COVID snaps Aust hospital admissions rise

·1-min read

The COVID-19 pandemic has snapped a steady trend of growth in Australian hospital admissions over the past five years.

The latest MyHospitals update, released by the Australian Institute of Health and Welfare on Thursday, shows there were 11.1 million hospitalisations across the nation in 2019/20.

That was down roughly 400,000 from the previous 12 months, and stands in stark contrast to a 3.3 per cent average yearly rise in hospitalisations since 2014/15.

"The COVID-19 pandemic had a profound impact on activity in Australian hospitals," AIHW spokesman Adrian Webster said.

"Restrictions on some hospital services, associated measures in other health care settings to support social distancing, alongside changes in community behaviours resulted in an overall decrease in hospital activity."

Same-day hospitalisations (6.9 million) and overnight hospitalisations (4.3 million) both fell by 2.1 per cent and four per cent respectively.

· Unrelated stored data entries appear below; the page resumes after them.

Issue #740, opened 2017-11-27
Sanitize incoming user data from CSS in single location


lowellrex:
This ticket exists to address the work that remains after doing the migrations in #569.

After chatting with @shanear on Wednesday, we determined that the tidiest way of sanitizing data we receive from CSS for use by our applications would be to move all of that logic into a single module. This module would allow us to be more resilient to changes made within CSS (for example, if we uppercase all CSS IDs at their point of entry into the Caseflow ecosystem then we do not care if the casing of CSS IDs change upstream), as well as allowing for parity across all Caseflow applications (for example, if we strip leading and trailing spaces from email addresses in one application and not in another it would be more difficult to associate a user in efolder with that same user in caseflow).

Currently, we authenticate users in SessionsController.create() via the information returned from CSS and Api::V1::ApplicationController.authenticate_or_authorize() when the API request contains the correct API key. SessionController creates a hash that represents the authenticated user and stores it in the session's user element which we can later use to create a User object through User.from_session() in BaseController.current_user() (or which the caseflow applications can use for their own authentication purposes). Api::V1::ApplicationController.authenticate_or_authorize() uses User.find_or_create_by() to instantiate a new User object.

I propose we create a new module to consolidate the handling of authenticated users in efolder, which I am calling AuthenticatedUser. This module could consolidate a lot of that logic as follows:

Existing | Proposed
---------|---------
User.from_css_auth_hash() | AuthenticatedUser.from_css_auth_hash(), AuthenticatedUser.serialize()
User.from_session() | AuthenticatedUser.deserialize(), User.from_authenticated_user()
Api::V1::ApplicationController.authenticate_or_authorize() | AuthenticatedUser.from_request_headers(), User.from_authenticated_user()

cc: @aroltsch 

## AC:
* Create module to handle sanitizing of data from CSS, serializing/deserializing that object for use by caseflow applications
* Verify that we only ever instantiate Users from CSS data (from_session, from_css_auth_hash) and replace it with the new module's way of instantiating
* Remove existing code that sanitizes data from CSS
* Update existing records in the database if they do not agree with the sanitized data format in the new module
* Ensure that changes to this module do not alter behaviour of downstream Caseflow applications

## Test plan:
* Make sure users can still log in to efolder UI
* Make sure Reader still works (made slight--non-breaking--changes to the authentication/authorization process for the efolder API)

kierachell:
like Caseflow commons?

[...]

PR #753, opened 2017-12-05
Normalize CSS data and decouple CSS authentication from User creation

lowellrex:
Connects #740.

Created new AuthenticatedVisitor model to normalize CSS data (specifically trimming email addresses and uppercasing CSS IDs) the first time it hits our system.

One nice side effect of this change is that the new AuthenticatedVisitor model has no knowledge of the User object (or any of its consumers), and its consumers have no knowledge of its functioning either (hopefully approaching the mythical black box with a well-defined interface!) so it is ripe for plucking out to its own service should we ever decide to go that direction.

Still need to add tests for the AuthenticatedVisitor model, but wanted to get this first pass at the design out the door so I could get some feedback as early as possible.


app/models/authenticated_visitor.rb
```diff
@@ -0,0 +1,41 @@
...
+          email: raw_css_response["http://vba.va.gov/css/common/emailAddress"],
+          name: "#{first_name} #{last_name}",
+          roles: raw_css_response.attributes["http://vba.va.gov/css/caseflow/role"],
+          station_id: raw_css_response["http://vba.va.gov/css/common/stationId"])
+    end
+  end
+
+  protected
+
+  def css_auth_hash
```
shanear: Since this sort of relies on the controller infrastructure, I think it should probably go in the controller and be passed into `AuthenticatedVisitor` as an argument.

app/models/authenticated_visitor.rb
```diff
@@ -0,0 +1,41 @@
...
+  include ActiveModel::Serializers::JSON
+
+  attr_accessor :id, :css_id, :email, :name, :roles, :station_id
+
+  def email=(value)
+    @email = value.try(:strip)
+  end
+
+  def css_id=(value)
+    @css_id = value.try(:upcase)
```
shanear: not sure what the standard syntax is, but I typically do this like this:

`@css_id = value && value.upcase`

app/models/authenticated_visitor.rb
```diff
@@ -0,0 +1,41 @@
+class AuthenticatedVisitor
```
shanear: for some reason I feel like `AuthenticatedVisitor` isn't really conveying what this class is doing. We never really use the word `Visitor`.

I feel like `SamlAuthentication` or `SamlAuthenticatedUser` or `CssAuthentication` or `CssAuthenticatedUser` all work better

app/models/user.rb
```diff
@@ -42,31 +40,21 @@ def denied?(thing)
...
-
-      {
-        id: auth_hash.uid,
-        css_id: auth_hash.uid,
-        email: raw_css_response["http://vba.va.gov/css/common/emailAddress"],
-        name: "#{first_name} #{last_name}",
-        roles: raw_css_response.attributes["http://vba.va.gov/css/caseflow/role"],
-        station_id: raw_css_response["http://vba.va.gov/css/common/stationId"]
-      }
+    def from_css_id_and_station(params)
```
shanear: you can rewrite this as `def from_css_id_and_station(css_id:, station_id:)`

Additionally i feel like this method would be more informative if it said `from_api_authentication_values` or something like that. It took me a bit of digging to even figure out why we have this.

shanear:
This is looking verrry nice 😎 

I left some comments and it still needs some more tests, but looking quite good.

app/models/authenticated_visitor.rb
lowellrex: I wanted to steer clear of the word "User" for this class because it would imply a strong relationship (possibly as a sub-class) between this class the User class, and one of the catalysts for this PR is to more cleanly separate the authentication functionality from the User model.

Since this class represents an entity I figured it should be a noun, and since this entity is only a transient presence in efolder (they will either become a User or be sent back home to their other Caseflow home), I settled on "Visitor".

I'm definitely up for changing the name (prefixing with "Css" seems like a good idea), but I think making the name a noun and making the distinction between this entity and the User model clear should be key considerations when naming this entity.

shanear: How about `CssAuthentication` then? That is way more clear to me.

lowellrex: For sure, I definitely think adding the "Css" prefix makes a lot of sense.

However, I still think it is important for the name of the entity to convey that objects of this class represent a single person who is somewhere in the process of getting authenticated through CSS. So I think it makes sense for the name to reflect that this object is an individual person. Maybe "CssAuthenticationVisitor"? (Once again trying to steer clear of the word "User" for the reasons listed in my above comment).

This may seem like a trivial thing to inspire so much back-and-forth, but names have a way of persisting for years and I want to make sure that this class is named properly.

spec/models/css_authentication_session_spec.rb
```diff
@@ -0,0 +1,75 @@
+describe CssAuthenticationSession do
+  let(:id) { "VACOSOLOH" }
+  let(:css_id) { "VACOSOLOH" }
+  let(:email) { "Han.Solo@va.gov" }
```
cyber-gov-shane: hahah yesssss

spec/models/user_spec.rb
```diff
@@ -76,37 +66,17 @@
...
-    let(:auth_hash_data) do
-      data = {
-        "http://vba.va.gov/css/common/fName" => "Kanye",
-        "http://vba.va.gov/css/common/lName" => "West",
-        "http://vba.va.gov/css/common/emailAddress" => "kanye@va.gov",
-        "http://vba.va.gov/css/common/stationId" => "123"
-      }
+  context ".from_api_authenticated_values" do
+    let(:css_id) { "lowercase_id" }
+    let(:uppercased_css_id) { css_id.upcase }
```
shanear: for tests, its usually best to hard code things when you can, id put `"LOWERCASE_ID"` here

shanear: you can write it directly into the `it` block if you want too.

shanear: Also, this applies to a bunch of your other tests.

app/models/user.rb
```diff
@@ -42,31 +40,21 @@ def denied?(thing)
...
   class << self
-    def from_session(session, request)
+    def from_session_and_request(session, request)
       return nil unless session["user"]
-      user = session["user"]
-      find_or_create_by(css_id: user["css_id"], station_id: user["station_id"]).tap do |u|
-        u.name = user["name"]
-        u.email = user["email"]
-        u.roles = user["roles"]
+      visitor = CssAuthenticationSession.new(session["user"])
```
shanear: `visitor` as the variable name doesn't make sense any more.

spec/models/css_authentication_session_spec.rb
```diff
@@ -0,0 +1,75 @@
...
+  let(:name) { "Han Solo" }
+  let(:roles) { "Reader" }
+  let(:station_id) { Random.rand(499) + 1 }
```
shanear: I typically avoid rand's in tests as they can produce non deterministic tests. This probably wont cause any issues, just a note.

app/controllers/sessions_controller.rb
```diff
@@ -3,7 +3,7 @@ class SessionsController < ApplicationController
   skip_before_action :authenticate, only: [:create]
 
   def create
-    session["user"] = User.from_css_auth_hash auth_hash
+    session["user"] = CssAuthenticationSession.from_css_auth_hash(css_auth_hash).as_json
```
shanear: ✨ beautiful ✨

app/models/user.rb
```diff
@@ -42,31 +40,21 @@ def denied?(thing)
...
-      {
-        id: auth_hash.uid,
-        css_id: auth_hash.uid,
-        email: raw_css_response["http://vba.va.gov/css/common/emailAddress"],
-        name: "#{first_name} #{last_name}",
-        roles: raw_css_response.attributes["http://vba.va.gov/css/caseflow/role"],
-        station_id: raw_css_response["http://vba.va.gov/css/common/stationId"]
-      }
+    def from_api_authenticated_values(css_id:, station_id:)
+      visitor = CssAuthenticationSession.new(css_id: css_id, station_id: station_id)
```
shanear: same as above `visitor` doesn't make a lot of sense as the variable name here.

spec/features/help_spec.rb
```diff
@@ -1,5 +1,7 @@
 RSpec.feature "Help" do
   scenario "Visiting the Help/FAQ page" do
+    User.authenticate!
```
shanear: should only authenticated users be able to visit the help page? This might not be necesary

lowellrex: I'm honestly kind of confused about how this test passed without the `User.authenticate!` line.

`visit("/")` [routes](https://github.com/department-of-veterans-affairs/caseflow-efolder/blob/master/config/routes.rb) to [DownloadsController.new()](https://github.com/department-of-veterans-affairs/caseflow-efolder/blob/master/app/controllers/downloads_controller.rb). [ApplicationController](https://github.com/department-of-veterans-affairs/caseflow-efolder/blob/master/app/controllers/application_controller.rb) runs a few filters before we enter DownloadsController.new() ([BaseController](https://github.com/department-of-veterans-affairs/caseflow-efolder/blob/master/app/controllers/base_controller.rb) also runs a few filters before we enter the target method, but--other than current_user() which turns out to be a no-op in this case--those do not have any impact on this code path).

The filter that causes this test to fail is [ApplicationController.authenticate()](https://github.com/department-of-veterans-affairs/caseflow-efolder/blob/master/app/controllers/application_controller.rb#L9). Since `current_user` will be nil when we reach this point in the code (since we haven't yet set it or faked the authentication), we will redirect to */auth/samlva* and exit the program.

The code changes in this PR did not change any of that behaviour, so I don't know why this only showed up as a failing test in this PR. However, I went ahead and ran this test locally on the master branch and this test fails in the same way without the `User.authenticate!` line.

Another alternative to this change would be to visit "/help" directly instead of visiting the efolder UI landing page. However, this would require changing this test file somewhat significantly and I also expect it will fail in the same way (since HelpController inherits from ApplicationController and does not explicitly skip the [ApplicationController.authenticate()](https://github.com/department-of-veterans-affairs/caseflow-efolder/blob/master/app/controllers/application_controller.rb#L9) filter).

shanear:
We will def want to thoroughly integration test these changes in UAT before deployment.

Further, patient admissions (4.5 per cent) fell more than twice as sharply for private hospitals than public operators (1.7 per cent).

"The larger decrease in private hospitals was heavily influenced by the restrictions placed on certain categories of elective surgeries from March 2020," Dr Webster said.

Over the first six months of 2020 - which takes in Australia's first wave of coronavirus - there were more than 2600 hospitalisations for patients diagnosed with COVID-19.

Of those, 225 patients or 8.6 per cent stayed in an intensive care unit and 105 (four per cent) died in hospital.

In a demonstration of the most vulnerable demographics, those over 65 accounted for a third of the hospitalisations and 90 per cent of COVID-infected patient hospital deaths.